Matt Johnson johnso87 at illinois.edu
Sun Dec 22 15:28:50 CET 2013


Hi Min,
	Unfortunately the code where I'm seeing the failure is part of a whole 
separate program I wrote that makes use of x265's intra prediction and 
SATD functions, so I don't have a minimal test case.  Essentially I am 
decomposing the frame into a regular grid of 4x4, .. 32x32 PUs, and 
computing SATD values for all 35 intra prediction modes, for all blocks, 
for all block sizes, for all 3 channels, using the original frame pixels 
as the reference rather than the reconstructed pixels as the decoder 
would see them.  It's intended to be a way to quickly find the most 
profitable intra prediction modes for high-bitrate scenarios where 
reconstructed pixels approximately equal the original pixels; by using 
the original pixels as reference, I can do prediction for the entire 
frame at once, so it is profitable to offload the computation to a GPU.
	In any case, I do call the intra_pred_allangs function pointer of my 
primitives struct with bFilter==1 for luma blocks under 32x32 and 
bFilter==0 otherwise.  As an example of when the filtering clause gives 
an incorrect result, consider a 4x4 chroma block.

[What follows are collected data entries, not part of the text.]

PR #769, opened 2026-01-02
Fix the spacing of the checkboxes on the Expert tab in preferences.

danrhodes:
This has bugged me for a while with the inconsistent spacing hence the PR to amend the spacing to make it look clearner.

Before
000034Visual Studio Code

After
000046 - Greenshot - DefaultFileFormatHandler cs - Microsoft Visual Studio


danrhodes:
Closed as extra code looks to have snook in here which shouldn't be there!?

PR #778, opened 2026-01-05
Adjust layout and sizing of expert settings controls

danrhodes:
Updated the location and size properties of several checkboxes, labels, and textboxes in the expert settings group to improve alignment and consistency in the SettingsForm.

Before
before

After
image


danrhodes:
A minor change, but one that has bugged me not being aligned for a while....

PR #264, opened 2020-03-11
gnome shell background -> GNOME Shell background

yegortimoshenko:
Changes "GNOME Shell" name capitalization to match upstream project name: https://gitlab.gnome.org/GNOME/gnome-shell/-/blob/master/README.md


hedning:
Cheers :)

PR #279, opened 2020-03-27
uninstall.sh: Actually remove $EXT

jtagcat:
uninstall.sh currently exits with `rm: cannot remove '/home/jc/.local/share/gnome-shell/extensions/paperwm@hedning:matrix.org': Is a directory` Adding -R will allow removing the directory and depending on distribution, -f disallows asking for 'if you want to delete this file in the directory' for each file deleted.

### DIFF
--- a/uninstall.sh
+++ b/uninstall.sh
@@ -19,4 +19,4 @@ if [[ "$LINK" != "$REPO" ]]; then
     echo "$EXT" does not link to "$REPO", refusing to remove
     exit 1
 fi
-rm $EXT
+rm -Rf $EXT


hedning:
Right, `uninstall.sh` assumes you've installed paperwm using `install.sh`, ie. using a symlink to the repo. And because we install from a git repo with potentially local changes we don't want to kill the repo. Eg. it wouldn't be nice if `make uninstall` killed the source.

`gnome-extensions uninstall` does a recursive remove and I managed to kill my git repo once with it, that's the main reasoning behind not using `-R`. Now we could add `-f`.

jtagcat:
How would you even install it standalone?
I downloaded the install.sh, executed it and got many 404 errors.

jtagcat:
remind me to come back to this, to learn / test how install.sh works (where does it git clone to, it does not use git and so on)?
git clone not working: need to ssh-add my key, but apparently gnome session crashes, when I try to use the compose key (what the ssh key password needs)
remind me to find out where to report the compose key, ssh, gnome-terminal or gnome-shell bug, f32 beta love

hedning:
@reacocard found a satisfying solution for this in #312  so closing.

Issue #308, opened 2020-05-21
Top bar disappears when moving between monitors


elshimone:
There appears to be an extension conflict between PaperWM develop branch (404d50c41675f0169018ce8ecaa13cb589825389) and Dash to panel v37.

I have "Make top bar follow montior focus" off in PaperWM.  

In dash to panel, I have "display the main panel" on set to default, and "Display panels on all monitors" set to off.  I have played around with the options a bit to see if I can get a combination which works, but to no effect.

You can see when I move my cursor from the primary to the secondary monitor on the left, the top bar disappears.

GNOME Shell 3.36.1
simon@tachikoma ~/d/PaperWM>                                            (PaperWM) 20:30:53

They are both great extensions, FWIW I have disabled dash to dock for now :)

![paperwm_dash_to_dock_trimmed](https://user-images.githubusercontent.com/698207/82598406-89600500-9ba2-11ea-87e1-02d2daa12e1d.gif)

hedning:
Right, «top bar follows focus monitor» still moves the top bar, but always to the primary monitor: https://github.com/paperwm/PaperWM/blob/b33f2d859dc0eaced1d338e336928fa78943e32d/topbar.js#L624-L633

I'd guess this issue would be fixed by leaving the top bar alone in the above code, and only move it to the primary monitor when `topbar-follow-focus` is turned off:
https://github.com/paperwm/PaperWM/blob/b33f2d859dc0eaced1d338e336928fa78943e32d/topbar.js#L540-L549

elshimone:
Thanks for the pointer, this fixes it for me, but I don't completely understand what the topbar_follow_focus setting should do.

jtaala:
Fixed by #309.

PR #309, opened 2020-05-22
308 Topbar lost when moving between monitors

elshimone:
See #308  Seems to be a conflict with dash to dock.  Fix is to only move topbar
when topbar_follow_focus is toggled off.

### DIFF
--- a/topbar.js
+++ b/topbar.js
@@ -540,7 +540,7 @@ function enable () {
     signals.connect(Settings.settings, 'changed::topbar-follow-focus', (settings, key) => {
         let monitors = Tiling.spaces.monitors;
         if (!settings.prefs.topbar_follow_focus) {
-            moveTopBarTo(Main.layoutManager.prim);
+            moveTopBarTo(Main.layoutManager.primaryMonitor);
         }
         let to = setMonitor(Main.layoutManager.focusMonitor);
         let space = monitors.get(to);
--- a/topbar.js
+++ b/topbar.js
@@ -540,15 +540,13 @@ function enable () {
     signals.connect(Settings.settings, 'changed::topbar-follow-focus', (settings, key) => {
         let monitors = Tiling.spaces.monitors;
         if (!settings.prefs.topbar_follow_focus) {
-            let to = moveTopBarToPrimary(Main.layoutManager.focusMonitor, moveTopBar);
+            let to = moveTopBarToPrimary(Main.layoutManager.focusMonitor);
             let space = monitors.get(to);
             updateWorkspaceIndicator(space.workspace.index());
-            for (let [workspace, space] of Tiling.spaces) {
-                space.layout();
-            }
-
         }
-
+        for (let [workspace, space] of Tiling.spaces) {
+            space.layout();
+        }
     });
 
     signals.connect(panelBox, 'show', () => {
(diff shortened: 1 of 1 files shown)


topbar.js
```diff
@@ -622,8 +625,15 @@ function setWorkspaceName (name) {
 }
 
 function setMonitor(monitor) {
-    if (!prefs.topbar_follow_focus)
```
hedning, line 625: When `topbar_follow_focus` is true we need to move the top bar to `monitor`. 

 `panelMonitor` also needs to be set as there's other code which depend on knowing which monitor the top bar is on (not necessary each time, but it doesn't hurt).

topbar.js
```diff
@@ -539,11 +539,14 @@ function enable () {
 
     signals.connect(Settings.settings, 'changed::topbar-follow-focus', (settings, key) => {
         let monitors = Tiling.spaces.monitors;
-        let to = setMonitor(Main.layoutManager.focusMonitor);
-        let space = monitors.get(to);
-        updateWorkspaceIndicator(space.workspace.index());
-        for (let [workspace, space] of Tiling.spaces) {
-            space.layout();
+        if (!settings.prefs.topbar_follow_focus) {
```
hedning, line 542: We want to do everything here when `topbar_follow_focus` is true too. (eg. layouts should be run to fix up window heights).

So we only want to move the top bar to the primary monitor in this if block.

I guess it makes sense to generalize `moveTopBarToPrimary()` into `moveTopBarTo(monitor)`, that way `setMonitor` cas use it too when top bar should follow focus.

elshimone:
Ok I understand what the topbar_follow_focus setting does, and it appears to work with dash to dock disabled (i.e. the top bar moves to the focussed monitor).  But if I turn on topbar_follow_focus and dash to dock then I get the original issue :(  At least I can turn off the setting for my own use, but I'd like to fix this properly.

hedning:
Yeah, better support for dash-to-panel would be nice, but I'm not really sure if it's reasonable to fix it when top bar follow focus unfortunately, though I might be wrong here.

As I understand it dash-panel have a lot of options, one of which puts a panel on every monitor. In that case paperwm shouldn't be moving the top bar around at all, but without some ad-hoc dash-to-panel fix we can't necessarily know what to do.

I guess we could turn `topbar-follow-focus` off if we detect dash-to-panel, that's at least a minimal hack. 

(There's also an issue with how we handle the workarea, which makes having the panel on the bottom broken, I think the underlying issue might be fixed in newer gnome shells though making it possible to rely entirely on the reported workarea).

topbar.js
```diff
@@ -622,8 +623,14 @@ function setWorkspaceName (name) {
 }
 
 function setMonitor(monitor) {
-    if (!prefs.topbar_follow_focus)
-        monitor = Main.layoutManager.primaryMonitor;
```
hedning, line 626: This needs to happen to. `setMonitor` is called when changing workspaces, and without it `panelMonitor` will be incorrect.

topbar.js
```diff
@@ -539,13 +539,14 @@ function enable () {
 
     signals.connect(Settings.settings, 'changed::topbar-follow-focus', (settings, key) => {
         let monitors = Tiling.spaces.monitors;
-        let to = setMonitor(Main.layoutManager.focusMonitor);
-        let space = monitors.get(to);
-        updateWorkspaceIndicator(space.workspace.index());
```
hedning, line 544: We still want these lines too. `setMonitor` updates `panelMonitor` which the tiling code uses to know which monitor the panel is located. `updateWorkspaceIndicator` refreshes the workspace name in the top bar.

topbar.js
```diff
@@ -539,13 +539,15 @@ function enable () {
 
     signals.connect(Settings.settings, 'changed::topbar-follow-focus', (settings, key) => {
         let monitors = Tiling.spaces.monitors;
+        if (!settings.prefs.topbar_follow_focus) {
+            moveTopBarTo(Main.layoutManager.prim);
```
hedning, line 543:
```suggestion
            moveTopBarTo(Main.layoutManager.primaryMonitor);
```

hedning:
Cheers :) I'll try to test it out quickly and then merge.

hedning:
Right, finally got a chance to take a look at this.

Seems like it mostly works as intended, but due to the way we handle monitor workarea there's some wonkyness left to be sorted out (the window is forced down on the second monitor). We should really just trust what the workarea method, I'll need to look closer why we made things as they are (my recollection is that fullscreen in older gnome shell versions caused the workarea to change which could cause trouble).

Though, what I mentioned above isn't a regression, so I think it's fine to merge this as is, and fix the remaining problems later.

hedning:
Cheers :)

Sorry it took so long to merge.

Above neighbor array = [0x7B 0x7B 0x7B 0x7B 0x7B ...] (first element is 
[-1][-1] index in the image, relative to the block in question (top-left 
corner)
Left neighbor array = [0x7B 0x7B 0x7A 0x7B 0x7C ...] (first element is 
also [-1][-1] index in the image)

For the vertical prediction mode on 4x4 chroma, you just copy the above 
neighbors downward, so for example, the element in the second row and 
the first column ([1][0] in row-major syntax, [0][1] in the standard) is 
0x7B according to the standard.  With the filtering clause, that same 
element is calculated as 0x7B+((0x7A - 0x7B) >> 1) = 0x7A.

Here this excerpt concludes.